He opines on Mumbai’s previous season, his IPL plans and other factors related to his game in an interview with CricketCountry.
Excerpts from the interview.
Cricket Country (CC): Mumbai had a patchy season this time around. How do you look back at the season for the team and yourself?
Abhishek Nayar (AN): It happens to the best of teams and when it happens, people do raise a lot of questions. We did well, but for a team like Mumbai, you expect to go the distance and unfortunately, it didn’t happen this time. Personally, I am not fussed up about my form, such seasons come along. I did well in the last two seasons. I am pretty happy how the India A and Challengers went. But you are not going to get runs all the time. I am happy as long as I am chipping in for the good of the team. I did well with the ball, if not the bat. As long as one of them clicks, I’m fine with it.
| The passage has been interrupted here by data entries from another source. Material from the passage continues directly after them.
PR #892, opened 2020-03-13
Add integration tests for Helix Java APIs

narendly:
### Issues

- [x] My PR addresses the following Helix issues and references them in the PR description:

Fixes #891

### Description

- [x] Here are some details about my PR, including screenshots of any UI changes:

This commit adds a comprehensive integration test for Helix Java APIs. All Helix Java APIs are tested using regular resource rebalancing and task framework.

There are a few minor changes to Helix Java API code. Those will be a separate PR for easier reviewing. Note that this PR contains all of those changes.

Depends on the following PRs:
https://github.com/apache/helix/pull/893
https://github.com/apache/helix/pull/894
https://github.com/apache/helix/pull/895
https://github.com/apache/helix/pull/896

### Tests

- [x] The following tests are written for this issue:

TestMultiZkEnvironment

- [x] The following is the result of the "mvn test" command on the appropriate module:

```
[INFO] Results:
[INFO]
[ERROR] Failures:
[ERROR]   TestEnableCompression.testEnableCompressionResource:117 expected:<true> but was:<false>
[INFO]
[ERROR] Tests run: 1097, Failures: 1, Errors: 0, Skipped: 0
[INFO]
[INFO] ------------------------------------------------------------------------
[INFO] BUILD FAILURE
[INFO] ------------------------------------------------------------------------
[INFO] Total time:  01:10 h
[INFO] Finished at: 2020-03-16T21:31:06-07:00
[INFO] ------------------------------------------------------------------------
```

mvn test -Dtest=TestControllerLeadershipChange,TestEnableCompression

```
[INFO] Tests run: 5, Failures: 0, Errors: 0, Skipped: 0, Time elapsed: 31.587 s - in TestSuite
[INFO] 
[INFO] Results:
[INFO] 
[INFO] Tests run: 5, Failures: 0, Errors: 0, Skipped: 0
[INFO] 
[INFO] ------------------------------------------------------------------------
[INFO] BUILD SUCCESS
[INFO] ------------------------------------------------------------------------
[INFO] Total time:  01:12 min
[INFO] Finished at: 2020-03-13T14:02:11-07:00
[INFO] ------------------------------------------------------------------------
```

### Commits

- [x] My commits all reference appropriate Apache Helix GitHub issues in their subject lines. In addition, my commits follow the guidelines from "[How to write a good git commit message](http://chris.beams.io/posts/git-commit/)":
  1. Subject is separated from body by a blank line
  1. Subject is limited to 50 characters (not including Jira issue reference)
[...]

PR #895, opened 2020-03-13
Update listClusters() in ZkHelixAdmin

### LINKED ISSUE #891: Test newly instrumented Helix Java APIs
We need a comprehensive integration test that tests the realm-aware functionalities of new Helix Java APIs and fix any bugs.

narendly:
### Issues

Resolves #891 

### Description

This PR updates getClusters() in ZkHelixAdmin in realm-aware mode. It is difficult to reason about getting all clusters - and this method, on single-realm mode, is also broken anyways because in the case users create nested clusters, this method will end up returning nothing. This update is backward-compatible for single-realm users.

Ideally, users should use Metadata Store Directory Service to get the list of all clusters.

### Tests

See https://github.com/apache/helix/pull/892

### Commits

### Documentation (Optional)

### Code Quality

### DIFF
--- a/helix-core/src/main/java/org/apache/helix/manager/zk/ZKHelixAdmin.java
+++ b/helix-core/src/main/java/org/apache/helix/manager/zk/ZKHelixAdmin.java
@@ -954,6 +954,12 @@ public class ZKHelixAdmin implements HelixAdmin {
 
   @Override
   public List<String> getClusters() {
+    if (Boolean.getBoolean(SystemPropertyKeys.MULTI_ZK_ENABLED)
+        || _zkClient instanceof FederatedZkClient) {
+      throw new UnsupportedOperationException(
+          "getClusters() is not supported in multi-realm mode! Use Metadata Store Directory Service instead!");
+    }
+
     List<String> zkToplevelPathes = _zkClient.getChildren("/");
     List<String> result = new ArrayList<String>();
     for (String pathName : zkToplevelPathes) {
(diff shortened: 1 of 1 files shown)


helix-core/src/main/java/org/apache/helix/manager/zk/ZKHelixAdmin.java
```diff
@@ -1925,7 +1931,10 @@ private void validate() {
 
       // Resolve RealmAwareZkClientConfig
       if (realmAwareZkClientConfig == null) {
-        realmAwareZkClientConfig = new RealmAwareZkClient.RealmAwareZkClientConfig();
+        // ZkHelixAdmin should have ZNRecordSerializer set by default
+        realmAwareZkClientConfig = new RealmAwareZkClient.RealmAwareZkClientConfig()
+            .setZkSerializer(
+                new org.apache.helix.zookeeper.datamodel.serializer.ZNRecordSerializer());
```
pkuwm: Nit, I think currently we can still use the deprecated ZNRecordSerializer. Once the deprecated one is removed, we will also refactor and change it here. If we put the long path here, maybe we would not find it when removing the deprecated one.

narendly: But then we'd be using a deprecated component. I don't think using the package prefix is wrong per se..

narendly:

This PR updates getClusters() in ZkHelixAdmin in realm-aware mode. It is difficult to reason about getting all clusters - and this method, on single-realm mode, is also broken anyways because in the case users create nested clusters, this method will end up returning nothing. This update is backward-compatible for single-realm users.

Ideally, users should use Metadata Store Directory Service to get the list of all clusters.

CC: Mumbai setup shuffled a bit when it comes to who will captain the side. There was Zaheer Khan, Wasim Jaffer and you too captained the unit. Do you see yourself taking up the captaincy from the next season?
AN: You don’t necessarily need to be a captain to take up leadership roles. Being a senior in the team, I try and talk to other guys so that I get the best out of them. But Zaheer has been a good leader for us. As for the others, we can rotate around and make sure that he gets the required support. It will be an honour for me to lead in the future. Every player wants to lead the team, be it for Mumbai or other team that he plays. I have always enjoyed taking up responsibilities. But I am happy that Zak [Zaheer] is doing it well right now. Whatever is best in the interest of the team is what is important for me.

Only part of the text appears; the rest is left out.